Tal postura, desde luego, puede no ser
entendida como la propia de un legitimista auténtico que al acceder a su cargo
juró ocuparlo solo «hasta el regreso del rey». Sin embargo, Denethor no deja de tener
argumentos a su favor. Y es que efectivamente el rey legítimo, y sus
antecesores durante varias generaciones, se desentendieron del reino, y todo lo
fiaron a la gestión de los Senescales. Y si los antecesores de Aragorn,
pudiendo hacerlo, no reclamaron el trono para sí ¿no perdieron acaso su
legitimidad por su no ejercicio? Como bien señala, los que debieron ser reyes
perdieron su señorío y dignidad durante su largo exilio al dedicarse a trabajos
serviles, y no a regir su pueblo, como su deber les reclamaba.

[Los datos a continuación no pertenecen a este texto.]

PR #1452, opened 2026-06-09
[19.0][IMP] subscription_oca: change customer wizard

alvaro-domatix:
Adds a wizard to change the customer of one or more subscriptions from the list/form action menu.

It refuses closed subscriptions, skips records whose customer does not actually change, optionally updates the pricelist and the recomputed fiscal position in the same write, and posts a note in the chatter of each subscription. Invoices already issued keep their original partner; only the subscription and its future invoices and orders are affected.

The action is restricted to sale managers, since changing the customer of a running contract is a sensitive operation.


jorgeglez1990 (commented):
A functional review has been carried out, and it was detected that when changing the customer to another one with a specific pricelist assigned, the line price is updated correctly, but the invoice total is not recalculated or updated.

It would be preferable to develop this functionality in a separate addon that inherits from the corresponding module, in order to avoid modifying the base module. 

Image

alvaro-domatix:
Hi @jorgeglez1990, thanks for catching this. I investigated and the root cause is in the core, not in the wizard itself: `sale.subscription._compute_total` only depended on the list of lines (`sale_subscription_line_ids`) and not on the lines' `price_subtotal`. Since `recurring_total`/`amount_total` are stored, any change to an **existing** line's price (a pricelist change, a manual edit, a discount update) recomputed the line subtotals but did not refresh the subscription totals. The change-customer wizard exposes it because it reassigns the pricelist on a subscription whose lines already exist.

The fix is in #1474 — `_compute_total` now depends on `price_subtotal`/`amount_tax_line_amount`, with a regression test. Once it lands, the wizard's totals will stay correct.

On the separate-addon point: the wizard is a small, self-contained extension of the base, and the bug above turned out to be pre-existing in the core rather than introduced by it; I'd lean towards keeping it here, but happy to split it out if you still see value in it.

PR #1453, opened 2026-06-09
[19.0][IMP] subscription_oca: support invoice and delivery addresses

alvaro-domatix:
Adds invoice and delivery addresses on subscriptions, defaulting to the customer's corresponding addresses and overridable per subscription, mirroring sale orders.

Both addresses are propagated to the recurring invoices (the move is addressed to the invoice address and records the delivery address; `commercial_partner_id` still rolls up to the contracting company, so the receivable stays on the parent) and to the sale orders generated by the subscription.

The fields show under the standard "Display Delivery / Invoice addresses" group.


jelenapoblet:
This improvement makes sense, please rebase the branch and update the PR

szalatyzuzanna (approved):
LGTM

jorgeglez1990 (approved):
LGTM

rrebollo:
@alvaro-domatix I think rebasing would help resolve the conflicts with the base branch.

subscription_oca/tests/test_subscription_partner_addresses.py
```diff
@@ -0,0 +1,118 @@
...
+            }
+        )
+        cls.shipping_address = cls.env["res.partner"].create(
+            {
+                "name": "Warehouse",
+                "type": "delivery",
+                "parent_id": cls.customer.id,
+            }
+        )
+        cls.pricelist = cls.env["product.pricelist"].create(
```
rrebollo: You are overwriting the pricelist variable from the core ProductCommon class (defined [here](https://github.com/odoo/odoo/blob/fb7fb13185f699a839b58a598d50fcc71c089380/addons/product/tests/common.py#L31)). Instead, you could either modify it in place (which is not recommended) or, better yet, create your own pricelist using a different variable name, such as test_pricelist, to avoid unintended side effects on the parent class's behavior.

subscription_oca/tests/test_subscription_partner_addresses.py
```diff
@@ -0,0 +1,118 @@
...
+            {"name": "Addr PL", "currency_id": cls.company.currency_id.id}
+        )
+        cls.template = cls.env["sale.subscription.template"].create(
```
rrebollo: I would prefix all the names of these variables to avoid collisions with variables defined higher up in the testing class hierarchy (Accounting < Product < UOM < BaseCommon).

subscription_oca/__manifest__.py
```diff
@@ -3,7 +3,7 @@
 {
     "name": "Subscription management",
     "summary": "Generate recurring invoices.",
-    "version": "19.0.1.0.0",
+    "version": "19.0.1.1.0",
```
rrebollo: Generally, this is handled automatically by the OCA merge bot.

rrebollo (approved):
Code Review: Great work! The code looks good to me (LGTM). Thank you for your contribution! I've provided a few suggestions for your consideration—feel free to address them as you see fit.

alvaro-domatix:
Rebased on top of the current 19.0 (`tests/__init__.py` keeps both imports, manifest version aligned with 19.0).

@rrebrollo good catch — I've prefixed the test setUp variables (`addr_pricelist`, `addr_template`, `addr_customer`, ...) so they no longer shadow the inherited `ProductCommon.pricelist` or any other attribute of the common class hierarchy. CI is green.

pedrobaeza:
With all of these changes, you are converting `subscription_oca` into `contract` in complexity terms... I think we should focus in having just one module for the same feature.

jelenapoblet:
I don't think it will reach the same level of complexity as contract. To me, these improvements are still part of the core subscription domain and make subscription_oca more complete rather than turning it into a contract management module.

pedrobaeza:
I said "complexity" meaning the same feature set, and yes, you are doing just exactly that: putting the features that `contract` already has.

jelenapoblet:
I see your point. My understanding, however, is that the goal is to strengthen subscription_oca as the subscription engine rather than to keep it intentionally limited. I don't think the current improvements bring it to the same scope as contract, but I'd be interested in aligning on the long-term vision for both modules.

alvaro-domatix:
Rebased on top of the current 19.0 (`tests/__init__.py` now keeps `test_subscription_recurrence_dates` as well). The test variables are still prefixed with `addr_` as discussed. CI is green.

PR #1454, opened 2026-06-09
[19.0][ADD] subscription_oca_rating

alvaro-domatix:
New bridge module between `subscription_oca` and the `rating` addon.

`sale.subscription` inherits `rating.mixin`, so the standard rating statistics (last value, average, count, satisfaction percentage) become available on subscriptions. A header button sends a configurable rating request email to the customer, and the same request is sent automatically when the subscription is closed (both the close wizard and the cron go through it); a failure to send never blocks the close. The form gets a stat button to the ratings of the contract and the search view a "With ratings" filter.

Shipped as a separate addon to keep the `rating` dependency out of the core module.


jorgeglez1990 (commented):
LGTM Functional Review

jorgeglez1990 (approved):

pablolopez-domatix (approved):
LGTM

Issue #1091, opened 2024-06-10
[16.0] subscription_oca: error when creating subscription invoice (manually or cron) with "Next Invoice Date" value is empty


cuongnmtm:
## Module
subscription_oca

## Describe the bug
Error when the Next Invoice Date [recurring_next_date] field value is empty.

## To Reproduce
**Affected versions**: 16.0

1. Create a subscription and set value for fields.
2. Change the stage to "In progress" by clicking on the status bar. The field "Next Invoice Date" appears.
3. Empty the value of "Next Invoice Date", the field disappears permanently.
4. When the subscription cron running or when pressing the button "Create invoice", face the error below:

```
  File ".../oca-contract/subscription_oca/models/sale_subscription.py", line 219, in calculate_recurring_next_date
    self.recurring_next_date = start_date + relativedelta(
                               ^^^^^^^^^^^^^^^^^^^^^^^^^^^
TypeError: unsupported operand type(s) for +: 'bool' and 'relativedelta'
```

So there are two issues when the "Next Invoice Date" value is empty:
1. The field "Next Invoice Date" disappears permanently.
2. Error when creating subscription invoice (manually or cron).

Another weird behavior:
- When clicking on the button "Close subscription", a popup appears to input the close reason, then I cancel the popup, and the "Next invoice date" value is emptied. Then the above issue happens.

**Expected behavior**

- No error.
- Either "Next Invoice Date" should not be emptied when the subscription is not closed or a value for "Next Invoice Date" is set automatically to avoid issues.

**Additional context**

This is how the field is displayed on the view:
```xml
<field
    name="recurring_next_date"
    attrs="{'invisible': ['|', ('recurring_next_date', '=', False), ('in_progress', '=', False)]}"
/>
```

**Workaround**
Create a new subscription from scratch (duplicate subscription does not help).

rrebollo:
I think the real issue here is that even when a subscription is in progress, it still allows the recurring_next_date field to be emptied. Something very similar is still happening on version 18.

PR #1456, opened 2026-06-10
[18.0][FIX] subscription_oca: prevent cron crash and enforce data consistency

rrebollo:
### Problem

During a database upgrade, a subscription was found with `in_progress=True`
but no valid `recurring_next_date`. When the cron job `cron_subscription_management()`
processed this record, the comparison `False <= date.today()` raised `TypeError`,
crashing the entire cron and rolling back all invoices generated in that run.

### Root Cause (Potentially)

`close_subscription()` wrote `recurring_next_date = False` as a standalone
assignment before the `write({'stage_id': ...})` call, creating a split-write
window that left the record in an inconsistent state.

### What This Does

- Consolidates `close_subscription()` into a single atomic `write()` call
- Adds `@api.constrains` enforcing `in_progress=True` requires a consistent
  stage type and a valid `recurring_next_date`
- Hardens the cron with per-record savepoint isolation so a single failure
  never kills the entire job
- Adds a domain filter to skip closed subscriptions, tighter to
  `pre`/`in_progress` stages only
- Adds defensive guards on date comparisons to prevent `TypeError` on
  legacy bad data
- Aligns test fixtures (`sub7`/`sub8`/`sub9`) with correct `in_progress`
  semantics (stage type `"in_progress"`)
- Fixes `write()` override timing: inject `in_progress=False` before
  `super().write()` when target stage is not `"in_progress"`, so the
  constraint sees consistent state during flush

### Commits

1. `[FIX] subscription_oca: fix test fixtures and cron error test`
   Add `stage_in_progress` with correct type, update error test for new
   cron behavior.

2. `[FIX] subscription_oca: consolidate close_subscription atomic write`
   Merge all three fields into one `write()` to prevent split-write
   inconsistencies.

3. `[FIX] subscription_oca: add constraint for in_progress consistency`
   Enforce `in_progress=True` requires `stage_id.type="in_progress"`
   and a valid `recurring_next_date`.

4. `[FIX] subscription_oca: harden cron with savepoint and domain filter`
   Per-record savepoint isolation, domain filter for `pre`/`in_progress`
   stages, defensive guards on date comparisons.

5. `[FIX] subscription_oca: set in_progress=False in close_subscription`
   Ensure constraint sees consistent state during `write()`.

6. `[FIX] subscription_oca: prevent ValidationError when changing stage via write()`
   Inject `in_progress=False` before `super().write()` when the target
   stage type is not `"in_progress"`, preventing constraint errors on any
   stage change for in-progress subscriptions.

### Testing

All existing tests pass. Updated `test_subscription_oca_sub_cron_error`
to verify the cron catches and logs exceptions instead of propagating them.

@BinhexTeam T18387

### DIFF
--- a/subscription_oca/models/sale_subscription.py
+++ b/subscription_oca/models/sale_subscription.py
@@ -287,6 +287,7 @@ class SaleSubscription(models.Model):
         )
         self.write(
             {
+                "in_progress": False,
                 "recurring_next_date": False,
                 "close_reason_id": close_reason_id,
                 "stage_id": closed_stage.id,
--- a/subscription_oca/models/sale_subscription.py
+++ b/subscription_oca/models/sale_subscription.py
@@ -476,6 +476,12 @@ class SaleSubscription(models.Model):
         return False
 
     def write(self, values):
+        if "stage_id" in values and "in_progress" not in values:
+            stage = values["stage_id"]
+            if isinstance(stage, int):
+                stage = self.env["sale.subscription.stage"].browse(stage)
+            if stage.type != "in_progress":
+                values["in_progress"] = False
         res = super().write(values)
         if "stage_id" in values:
             for record in self:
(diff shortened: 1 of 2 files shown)


rrebollo:
Maybe this is related to #1091.

PR #1457, opened 2026-06-11
[19.0][IMP] contract: redesign the PDF report

bosd:
Split out from #1427 to keep changes reviewable in isolation (per @pedrobaeza's request to break the big PR into focused ones).

Redesigns the contract PDF report:
- structured info block (reference, start/end dates, responsible, payment terms)
- clearer section headings and proper HTML note rendering
- meaningful download filename (`Contract - <name>`)

**before:**
image

**After**
info block pdf renders correctly now in bubbule layout
image


pedrobaeza:
Can you put a screenshot of before/after?

PR #1459, opened 2026-06-11
[19.0][IMP] contract: harden the recurring-invoice cron

bosd:
Split out from #1427 (per @pedrobaeza's request to break the big PR into focused ones).

Hardens the recurring-invoice cron so one bad contract can no longer block a whole company's batch.

**Two-tier execution**
- Fast path — one batched `account.move.create([...])` per company (unchanged behaviour/performance).
- On failure — fall back to per-contract processing inside `cr.savepoint()`, so a single contract with bad data doesn't poison the transaction for the rest (SQL-level errors included).

**Per-contract failure trail**
- New fields `invoice_generation_error` / `invoice_generation_error_date` / `has_invoice_generation_error`.
- "Invoice Generation Failed" search filter, a warning icon + `decoration-warning` row tint in the list, and a form banner with a **Dismiss** button.
- Chatter post + de-duplicated TODO activity for the responsible user.
- Auto-clears on the next successful run.

**Tests:** isolation of a failing contract, error/activity population, recovery clearing, no duplicate chatter/activity, fast-path retention, and the dismiss/view actions.

### DIFF
--- a/contract/models/contract.py
+++ b/contract/models/contract.py
@@ -125,6 +125,22 @@ class ContractContract(models.Model):
     # === Dates ===
     date_end = fields.Date(compute="_compute_date_end", store=True, readonly=False)
 
+    # === Cron status ===
+    invoice_generation_error = fields.Text(
+        readonly=True,
+        copy=False,
+        help="Error message from the most recent failed scheduled invoicing run.",
+    )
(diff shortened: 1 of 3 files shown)


bofiltd (approved):
LGTM 👍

Además, durante todo el tiempo de vacancia del
trono surgieron nuevas tradiciones, cambiaron otras, se crearon situaciones de
hecho completamente desconocidas, situaciones todas ellas que debían ser
tomadas en consideración y respetadas («Querría que las cosas permanecieran tal como fueron durante todos
los días de mi vida- respondió Denethor-, y en los días de los antepasados que
vinieron antes: ser el Señor de la
Ciudad y gobernar en paz»).
A estos dos argumentos
habría que añadir un motivo personal de animadversión del Senescal contra el
rey legítimo (que no aparece en este fragmento), motivado por la falta de
sensibilidad de éste último, que se presentó de improviso, dejándose anunciar
entre su pueblo, sin haber cumplido previamente con una ceremonia que ningún
Rey podía ignorar: anunciarse previamente al Senescal, quien legítimamente
ejerció sus funciones en sus ausencia.
Es curioso, por demás, el profundo
conocimiento que muestra Tolkien del mundo legitimista, pues Denethor no obvia
citar, en su argumentación en contra del reconocimiento del rey, el galimatías
jurídico-sucesorio que acompaña a toda legitimidad proscrita («Porque aun cuando pruebe la
legitimidad de su derecho, tendrá que descender de la dinastía de Isildur»).
En cambio la postura
de Faramir es muy distinta. Se trata de un hombre joven sin pretensiones
políticas o sociales de ningún tipo, que aún no ha llevado sobre sus hombres la
responsabilidad de gobernar la
Causa del rey, y que por tanto gustosamente reconoce a su Rey
y Señor, que al fin y al cabo le viene a descargar de ejercer una
responsabilidad para la que no se estimaba preparado. No en vano, era el
segundo hijo de Denethor, y el llamado a la herencia como Senescal no era él,
sino su hermano Boromir, muerto trágicamente poco tiempo antes de la escena que
hemos transcrito.
Desde luego, estas
enseñanzas describen magistralmente las entrañas del mundo legitimista, en el
que es harto frecuente observar esas dos posturas. Por una parte la
excesivamente perspicaz de los más experimentaros, que de alguna manera
cargaron con responsabilidades vicarias y que por tanto han desarrollado un
vínculo afectivo gobernante-gobernado con su pueblo que les hace dudar de la
conveniencia de introducir cambios y dejar todo en manos del Rey, que puede
volver a abandonar a su pueblo como ya lo hizo antes; y por otra la
excesivamente ligera del menos experimentado, que no piensa a tan largo plazo
ni medita qué sucederá con los hechos consumados en los tiempos de ausencia del
Rey, y que en cambio centra su atención en verse al fin liberado de la tremenda
responsabilidad de mantener la
Causa legitimista sin un señor al que servir.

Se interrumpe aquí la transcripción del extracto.